A new type of crystalline solid changes phase and reversibly releases one equivalent of solvent when heated or put under pressure. It’s ‘a unique behaviour we haven’t seen in any previous materials,’ says Michael Zdilla of Temple University in the US, part of a team that discovered the property by accident. ‘Accidents are, in my experience, the most exciting thing that can happen in science.’

Zdilla and his colleagues were investigating solid electrolyte materials with conductivities approaching those of ceramics when they came across the unique system, which they call a solvate sponge crystal. Typically, when heating crystals, either the material melts, losing no solvent, then reforms when cooled; or it melts, and then decomposes, and the materials cannot reform on cooling. This crystal is different – rather than melting or decomposing, it changes to a different solvate.

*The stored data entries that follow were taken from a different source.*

PR #59, opened 2019-04-26
Add entitlements

syncrou:
Adds `Entitlement` class allowing services to query current enabled / disabled entitlements on a service.

This PR does _not_ raise the `EntitlementError` even though it is setup inline with the class. Until Entitlements are checked in all services, we are allowing all requests through if the `entitlements` key is not found.
```
  "entitlements": {
    "hybrid_cloud": {
      "is_entitled": true
    },
    "insights": {
      "is_entitled": true
    },
    "openshift": {
      "is_entitled": true
    },
    "smart_management": {
      "is_entitled": true
    }
  }
}
```
Examples:
```
2.4.1 :001 >  ent_hash =  {"entitlements" => {
2.4.1 :002 >           "hybrid_cloud" => {
2.4.1 :003 >               "is_entitled" => true
2.4.1 :004?>           },
2.4.1 :005 >           "insights" => {
2.4.1 :006 >               "is_entitled" => true
2.4.1 :007?>           },
2.4.1 :008 >           "openshift" => {
2.4.1 :009 >               "is_entitled" => true
2.4.1 :010?>           },
2.4.1 :011 >           "smart_management" => {
2.4.1 :012 >               "is_entitled" => true
2.4.1 :013?>           }
2.4.1 :014?>       }
2.4.1 :015?>   }
 => {"entitlements"=>{"hybrid_cloud"=>{"is_entitled"=>true}, "insights"=>{"is_entitled"=>true}, "openshift"=>{"is_entitled"=>true}, "smart_management"=>{"is_entitled"=>true}}}

ents = ManageIQ::API::Common::Entitlement.new(ent_hash)2.4.1 :016 >
2.4.1 :017 > ents = ManageIQ::API::Common::Entitlement.new(ent_hash)
 => #<ManageIQ::API::Common::Entitlement:0x00007ff98c123be8 @identity={"entitlements"=>{"hybrid_cloud"=>{"is_entitled"=>true}, "insights"=>{"is_entitled"=>true}, "openshift"=>{"is_entitled"=>true}, "smart_management"=>{"is_entitled"=>true}}}>
2.4.1 :018 > ents.openshift?
 => true
2.4.1 :019 > ents.hybrid_cloud?
 => true
2.4.1 :020 > ents.smart_management?
 => true
2.4.1 :021 > ents.insights
Traceback (most recent call last):
        1: from (irb):21
NoMethodError (undefined method `insights' for #<ManageIQ::API::Common::Entitlement:0x00007ff98c123be8>)
Did you mean?  insights?
2.4.1 :022 > ents.insights?
=> true
```

### DIFF
--- a/lib/manageiq/api/common/entitlement.rb
+++ b/lib/manageiq/api/common/entitlement.rb
@@ -25,7 +25,7 @@ module ManageIQ
 
         def find_entitlement_key(key)
           result = identity.dig('entitlements', key.to_s)
-          #TODO Always force entitlements key
+          # TODO: Always force entitlements key
           return true unless result
           result['is_entitled']
         end
--- a/lib/manageiq/api/common/entitlement.rb
+++ b/lib/manageiq/api/common/entitlement.rb
@@ -1,0 +1,35 @@
+module ManageIQ
+  module API
+    module Common
+      class EntitlementError < StandardError; end
+
+      class Entitlement
+        def initialize(identity)
+          @identity = identity
+        end
+
+        %w[
+          hybrid_cloud
+          insights
+          openshift
+          smart_management
+        ].each do |m|
+          define_method(m) do
+            find_entitlement_key(m)
+          end
+        end
+
+        private
+
+        attr_reader :identity
+
+        def find_entitlement_key(key)
+          result = identity.dig('entitlements', key.to_s)
+          return true unless result
+          #raise EntitlementError, "#{key} doesn't exist" if result.nil?
+          result['is_entitled']
+        end
+      end
+    end
+  end
+end
--- a/lib/manageiq/api/common/entitlement.rb
+++ b/lib/manageiq/api/common/entitlement.rb
@@ -14,7 +14,7 @@ module ManageIQ
           openshift
           smart_management
         ].each do |m|
-          define_method(m) do
+          define_method("#{m}?") do
             find_entitlement_key(m)
           end
         end
@@ -25,8 +25,8 @@ module ManageIQ
 
         def find_entitlement_key(key)
           result = identity.dig('entitlements', key.to_s)
+          #TODO Always force entitlements key
           return true unless result
-          #raise EntitlementError, "#{key} doesn't exist" if result.nil?
           result['is_entitled']
         end
       end
--- a/spec/lib/manageiq/api/common/entitlements_spec.rb
+++ b/spec/lib/manageiq/api/common/entitlements_spec.rb
@@ -9,8 +9,8 @@ describe ManageIQ::API::Common::Entitlement do
   end
 
   context "entitlement getter methods" do
-    let(:entitlement_keys) { %w(insights openshift hybrid_cloud smart_management) }
-    let(:bad_entitlement)  { %w(fred barney type) }
+    let(:entitlement_keys) { %w[insights openshift hybrid_cloud smart_management] }
+    let(:bad_entitlement)  { %w[fred barney type] }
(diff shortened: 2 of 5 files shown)


lib/manageiq/api/common/entitlement.rb
```diff
@@ -0,0 +1,35 @@
+module ManageIQ
+  module API
+    module Common
+      class EntitlementError < StandardError; end
+
+      class Entitlement
+        def initialize(identity)
```
mkanoor: @syncrou Can this default to picking up the identity from the Request object and raise an error if its nil.
Is this expected to be called from the base controllers for every micro service?

syncrou: Eventually it will, but until other micro services add the check for entitlements we're allowing everything through unless the entitlements hash exists. If it exists we raise exceptions if it is invalid.

https://projects.engineering.redhat.com/browse/SSP-327

gmcculloug:
@Fryguy @gtanzillo Could you help review or assign others?  Thanks.

lib/manageiq/api/common/entitlement.rb
```diff
@@ -0,0 +1,35 @@
...
+          @identity = identity
+        end
+
+        %w[
+          hybrid_cloud
+          insights
+          openshift
+          smart_management
+        ].each do |m|
```
abellotti: why is this list hardcoded ? I'd expect this to be dynamic based on the identity.entitlements content, minimizing churn in this code as the entitlement service adds things in the future. The dynamic methods can be created during initialization based on the identity.

syncrou: Hi @abellotti, it's hardcoded per the request by Jason to do the same on https://github.com/ManageIQ/manageiq-api-common/blob/master/lib/manageiq/api/common/user.rb#L11-L24

My thought was the churn here will need to be managed anyway. So controlling it instead of new elements showing up unannounced makes sense.

Fryguy: I also don't think we should hardcode this, as it's likely to change frequently, unlike the identity keys, which are likely static.

That being said, I'm ok with merging for now, but I think this particular bit should be dynamic.

spec/lib/manageiq/api/common/entitlements_spec.rb
```diff
@@ -0,0 +1,29 @@
...
+
+  context "entitlement getter methods" do
+    let(:entitlement_keys) { %w[insights openshift hybrid_cloud smart_management] }
+    let(:bad_entitlement)  { %w[fred barney type] }
+    let(:entitlement)      { ManageIQ::API::Common::Request.current.entitlement }
+    let(:other_user)       { default_user_hash }
+
+    it "returns values for entitlement methods" do
+      entitlement_keys.each do |key|
+        expect(entitlement.respond_to?("#{key}?")).to be_truthy
```
Fryguy: spec-wise, this can be hard to find issues when something goes wrong because rspec will stop on the failed key, but it won't show you which key is failing.  It's usually better to loop the other way around...

```ruby
entitlement_keys.each do |key|
  it "returns values for #{key} entitlement" do
    expect(entitlement.respond_to?("#{key}?")).to be_truthy
  end
end
```

Fryguy:
All of my comments are minor and could be in a follow-up, so merging.

lib/manageiq/api/common/entitlement.rb
bzwei: I agree with @syncrou's thought. Explicitly managing the elements make the code easy to read and use. Do we really expect major products are added to the list frequently?

PR #63, opened 2019-05-06
If the x-rh-insights-request-id is missing return nil

mkanoor:
Currently it validates the request to contain the header key
x-rh-insights-request-id if its missing it raises the KeyError
Suppressing it to return a nil if the key doesn't exist


mkanoor:
@Fryguy @agrare 
Please review

PR #69, opened 2019-05-28
Adding common support for GraphQL.

abellotti:
Adding common support for GraphQL.

This includes:
  - GraphQL Schema generator that is based on OpenAPI
  - The necessary schema templates used
  - The additional schema types used
  - Helper methods for the GraphQL controller

Moving this GraphQL Common logic from https://github.com/ManageIQ/topological_inventory-api/pull/194


abellotti:
With this PR.  GraphQL can be quickly enabled in OpenAPI based micro-services.
- Testing in progress with:
  - Topological Inventory API
  - Sources API

abellotti:
/cc @Fryguy as we chatted yesterday, before I forget them, these are the main enhancements:

- Expose the versioned GraphQL paths /api/<service>/v#.#/graphql
- Move from rake triggered GraphQL schema generation to JIT GraphQL Schema generation based on accessed path above.
  - Remove the [graphql] option from the service's openapi:generate tasks
  - GraphQL Schema generation can be done on the fly from the graphql controller via a call like ::Api::Docs[version].init_graphql
- Ditch the Relay Node interface for the more simpler GraphQL core signature for paging.
  - Implement the offset and limit parameters in the primary collections
  - Example:

Relay Specification:

```
{
  sources(after: "MQ", first: 5) {
    edges {
      node {
        id
        name
        endpoints {
          edges {
            node {
              id
              schema
              host
              port
              authentications {
                edges {
                  node {
                    id
                    username
                  }
                }
              }
            }
          }
        }
      }
    }
  }
}
```

GraphQL Proper:

```
{
  sources(offset: 6, limit: 5) {
    id
    name
    endpoints {
      id
      schema
      host
      port
      authentications {
        id
        username
      }
    }
  }
}
```

Which is tons better, we'd just need to add a queryable pagination element that's more appropriate for GraphQL  (vs. REST's first, last, prev, next), i.e. page_size, has_next_page, number_of_pages.

abellotti:
Updated the GraphQL Prototype in manageiq-api-common and related PRs for sources and topological-inventory to take care of the first 2 items discussed with @Fryguy above. 

so ....

- GraphQL endpoints exposed is now the versioned path
  - /api/topological-inventory/v1.0/graphql
  - /api/sources/v1.0/graphql

  The openapi JSON has been updated to reflect that the graphql endpoints exist and this can be seen in the swagger editor too.

- This now implements a JIT GraphQL Schema generator.
  - No need to run openapi generate task with the graphql option.
  - The lib/api/graphql.rb schema file is no longer needed.
  - GraphQL Schema is dynamically generated for the exposed graphql endpoint's version
     so /api/sources/v1.0/graphql will create a v1.0 GraphQL schema based on the openapi v1.0 spec.

/cc @gtanzillo

gmcculloug:
cc @Hyperkid123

Initially the co-crystal forms the 3:1 solvate (DMF)3NaClO4, however applying pressure releases one equivalent of DMF from the system, shifting the structure to the 2:1 solvate (DMF)2NaClO4. After releasing the pressure, the 2:1 solvate reabsorbs the DMF, reforming (DMF)3NaClO4. As the 3:1 solvate has a hexagonal crystal form, high pressure in the x and y directions deforms the crystal slightly; with ClO4- ions forced into locations originally occupied by Na+ ions, which leads to DMF being expelled from the side of the crystal – giving a thin surface layer of DMF. However when pressure is applied in the z direction, two or three Na–DMF contacts are broken and replaced with Na–ClO4 contacts, and a shift from the 3:1 solvate form to the monoclinic 2:1 solvate form, which has a molar volume that is 27% lower, is seen. This reversible shift also occurs when heating and cooling the system.

An image showing the simulated heating approach

External pressure or heating results in reversible expulsion of liquid DMF from (DMF)3NaClO4 to generate (DMF)2NaClO4

Jagadese Vittal, a crystal engineering expert at the National University of Singapore, says ‘this is a simple solvated inorganic salt crystalline material, which behaves interestingly like a sponge due to pressure and temperature changes. Further, this work opens up a new avenue for melt-castable crystalline materials for various applications.’

Further examples of this discovery ‘may lead to a new class of potential energy storage materials,’ says Zdilla’s collaborator, Prabhat Prakash, from the Indian Institute of Science Education and Research in Pune. ‘We are looking at battery applications of such materials, since these crystals have channels of sodium ions with sufficiently small energy barriers to conduct. In the present work, perchlorate and DMF both reduce easily on a typical battery anode – our plan is to discover more such crystals with more redox stable components.’